Primary and middle school teachers will have more room in punishing their students for better teaching results.” A new regulation recently initiated by China’s Ministry of Education has sparked a heated discussion nationwide.

Being categorized into three major types, namely naming and shaming, forced standing, and suspension of class for no longer than one week, this regulation comes at a time when many Chinese teachers now feel mounting pressure in dealing with misbehaving students given that many parents worry about the physical and mental consequences of punishments.

Many people support such effort believing that the misbehaved kids will perform better after those methods. Zhang Lifeng, a 43-year-old parent in Tengzhou, east China’s Shandong Province and Ma Yihao, an eighth grader at Guangdong Experimental Middle School, south China’s Guangdong Province are typical of those advocators. While both agreed on its role in preventing students from going astray, Zhang also added that severe punishments such as suspension from class for no longer than one week could be improved to better protect students' self-esteem and save parents time. 

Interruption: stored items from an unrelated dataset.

Issue #10544, opened 2018-09-10
[REGRESSION][master] Getting custom attributes+AttributeType for a `DllImport` method throws NRE


radical:
Failed output:
```
attr.Type: System.Runtime.InteropServices.PreserveSigAttribute

Unhandled Exception:
System.NullReferenceException: Object reference not set to an instance of an object
  at System.Reflection.CustomAttributeData.get_AttributeType () [0x00000] in /Users/builder/jenkins/workspace/build-package-osx-mono/master/external/bockbuild/builds/mono-x64/mcs/class/corlib/System.Reflection/CustomAttributeData.cs:147
  at MainClass.Main (System.String[] args) [0x00052] in <a90fc1674b9b42588ce3846543c65a1e>:0
```

Expected output:
```
attr.Type: System.Runtime.InteropServices.PreserveSigAttribute
attr.Type: System.Runtime.InteropServices.FieldOffsetAttribute
```

test case:
```
using System;
using System.Reflection;
using System.Runtime.InteropServices;

public class MainClass
{
	public static void Main(string[] args)
	{
		var mi = typeof(MainClass).FindMembers(MemberTypes.Method, BindingFlags.Static | BindingFlags.Public, (m, criteria) => m.Name == "pinvoke", null);

		foreach (CustomAttributeData data in ((MethodInfo)(mi[0])).CustomAttributes)
		{
			Console.WriteLine($"attr.Type: {data.AttributeType}");
		}
	}

	[DllImport("libc")]
	public static extern void pinvoke();
}
```

This is because of the `CustomAttributeData` being passed a null `ctorInfo` in the .ctor . And that seems to stem from [this](https://github.com/mono/mono/blob/master/mcs/class/corlib/System.Reflection/MonoMethod.cs#L462) where it is trying to find a constructor for `FieldOffsetAttribute` that takes a `string`, but there seems to be only a .ctor taking an `int`. This came from https://github.com/mono/mono/commit/7454c2de2b1e6e4b7da937e91f39d32867801d48 .

This works fine with 2018-06.

marek-safar:
@MaximLipnin it looks like predefined ctor handling broke

MaximLipnin:
It looks like that some changes related to pseudo custom attribute data were not so correct initially.
Mentioned test case for CoreFX and NetFX returns
```
attr.Type: System.Runtime.InteropServices.DllImportAttribute
attr.Type: System.Runtime.InteropServices.PreserveSigAttribute
```
[...]

PR #10568, opened 2018-09-12
[System.Reflection] Fix the issue with constructing DllImportAttribute data

MaximLipnin:
Fixes https://github.com/mono/mono/issues/10544

### DIFF
--- a/mcs/class/corlib/System.Reflection/MonoMethod.cs
+++ b/mcs/class/corlib/System.Reflection/MonoMethod.cs
@@ -33,6 +33,7 @@ using System.Collections.Generic;
 using System.Globalization;
 using System.Runtime.CompilerServices;
 using System.Runtime.InteropServices;
+using InteropServicesCallingConvention = System.Runtime.InteropServices.CallingConvention;
 using System.Runtime.Serialization;
 #if !FULL_AOT_RUNTIME
 using System.Reflection.Emit;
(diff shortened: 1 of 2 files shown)


mcs/class/corlib/System.Reflection/MonoMethod.cs
```diff
@@ -455,18 +456,92 @@ internal CustomAttributeData[] GetPseudoCustomAttributesData ()
...
 
+        private CustomAttributeData GetDllImportAttributeData ()
+        {
+			if ((Attributes & MethodAttributes.PinvokeImpl) == 0)
+				return null;
+
+			string entryPoint, dllName = null;
+			PInvokeAttributes flags = 0;
+
+			((MonoMethod)this).GetPInvoke (out flags, out entryPoint, out dllName);
```
marek-safar: Why do you need this cast?

mcs/class/corlib/System.Reflection/MonoMethod.cs
```diff
@@ -455,18 +456,92 @@ internal CustomAttributeData[] GetPseudoCustomAttributesData ()
...
+
+			CharSet charSet = CharSet.None;
```
marek-safar: This should be set in default case

mcs/class/corlib/System.Reflection/MonoMethod.cs
```diff
@@ -455,18 +456,92 @@ internal CustomAttributeData[] GetPseudoCustomAttributesData ()
...
+				charSet = CharSet.Unicode; 
+				break;
+			case PInvokeAttributes.CharSetAuto: 
+				charSet = CharSet.Auto; 
+				break;
+			// Invalid: default to CharSet.None
+			default: break;
+			}
+
+			var callingConvention = InteropServicesCallingConvention.Cdecl;
```
marek-safar: This should be set in default case

mcs/class/corlib/System.Reflection/MonoMethod.cs
MaximLipnin: No need

mcs/class/corlib/System.Reflection/MonoMethod.cs
MaximLipnin: done

mcs/class/corlib/System.Reflection/MonoMethod.cs
MaximLipnin: done

mcs/class/corlib/System.Reflection/MonoMethod.cs
```diff
@@ -455,18 +456,96 @@ internal CustomAttributeData[] GetPseudoCustomAttributesData ()
...
+			bool preserveSig = (GetMethodImplementationFlags () & MethodImplAttributes.PreserveSig) != 0;
+
+			var ctorArgs = new CustomAttributeTypedArgument [] { 
+				new CustomAttributeTypedArgument (typeof (string), dllName),
+			};
+
+			var attrType = typeof (DllImportAttribute); 
+
+			var namedArgs = new CustomAttributeNamedArgument [] { 
+				new CustomAttributeNamedArgument (attrType.GetField ("EntryPoint"), entryPoint),
```
marek-safar: Hmm, this will break with linker (will update that in separate PR)

PR #10579, opened 2018-09-12
[interp] move thread attach to interpreter entry

lewurm:
We want to attach a thread before any TLS operation is done by the
interpreter. In the JIT this happens inside the native-to-managed
wrapper via `mono_threads_attach_coop ()`. Unfortunately, this is too
late for the interpreter as it already requires a working TLS before
even calling into the wrapper.

Also, fixup naming of locals in the native-to-managed wrapper.

needs backport to `2018-08`


lewurm:
@monojenkins backport 2018-08

PR #10593, opened 2018-09-13
[amd64] Increase max size of OP_LMUL_IMM.

vargaz:


jaykrell:

PR #11140, opened 2018-10-12
[2018-10] [sdks] Build tests for BCL targets

luhenry:


luhenry:
@monojenkins build failed

PR #11142, opened 2018-10-12
[crash] Split unmanaged method pointers into method ip + offset

alexanderkyte:
The VS4M team is making a tool that makes a symbolication lookup table. This enables symbolication without access to the relevant binary. 

For unmanaged, it's much harder to precompute things because we were presenting the instruction address. From the address, any lookup needs to find the function enclosing this interior pointer.

To make it easier, this reports the address of the native method as well as the offset. A lookup table can simply key on the function start address with this now. 

ie:

  ``` 
      {
        "native_address" : "0x1003a6340",
        "native_offset" : "0x00046",
        "native_module" : "mono"
      }
```

 ```
$ nm mini/mono-sgen | grep '1003a6340' 

00000001003a6340 t _mono_runtime_run_main_checked

```

```
$ nm mini/mono-sgen | grep ' t ' | sort -n

00000001000a4e90 t _alloc_ireg
00000001000a4eb0 t _decompose_long_opcode
00000001000aae90 t _mono_decompose_long_opts
00000001000aaea0 t _mono_decompose_vtype_opts
00000001000ae130 t _m_class_get_byval_arg
00000001000ae150 t _alloc_dreg
............
```

### DIFF
--- a/mono/metadata/threads-types.h
+++ b/mono/metadata/threads-types.h
@@ -561,6 +561,7 @@ typedef struct {
 	} managed_data;
 	struct {
 		intptr_t ip;
+		gint32 offset;
 		const char *module;
 		gboolean is_trampoline;
 		gboolean has_name;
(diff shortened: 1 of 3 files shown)


alexanderkyte:
@monojenkins build failed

Some people, however, remain discontent with the proposal. Qiu Xiaotong, a seventh grader at the same school expressed her concern, "It is normal for adolescent students to make mistakes. I don't think punishments are necessary. They may cause more trouble."

Voice from our school has also been heard. Chen Xianzhen, a professor with the School of Education said punishments are just a part of the teaching process. The regulation will at least help students better understand the consequences of misbehaving and the role of parents is equally important during the implementation of the regulation. Chen also said public opinion is important to perfect the regulation and schools need to extensively collect opinions from students and teachers as well as parents.

Still in its phase of soliciting public opinions, the regulation will need to traverse a long way before officially taking into effect. It asks schools to draft their own regulations accordingly to clarify the rules for teachers in taking disciplinary actions against their students. The public can submit their opinions on the regulation through the website www.chinalaw.gov.cn, and via post or email before Dec. 22, 2019.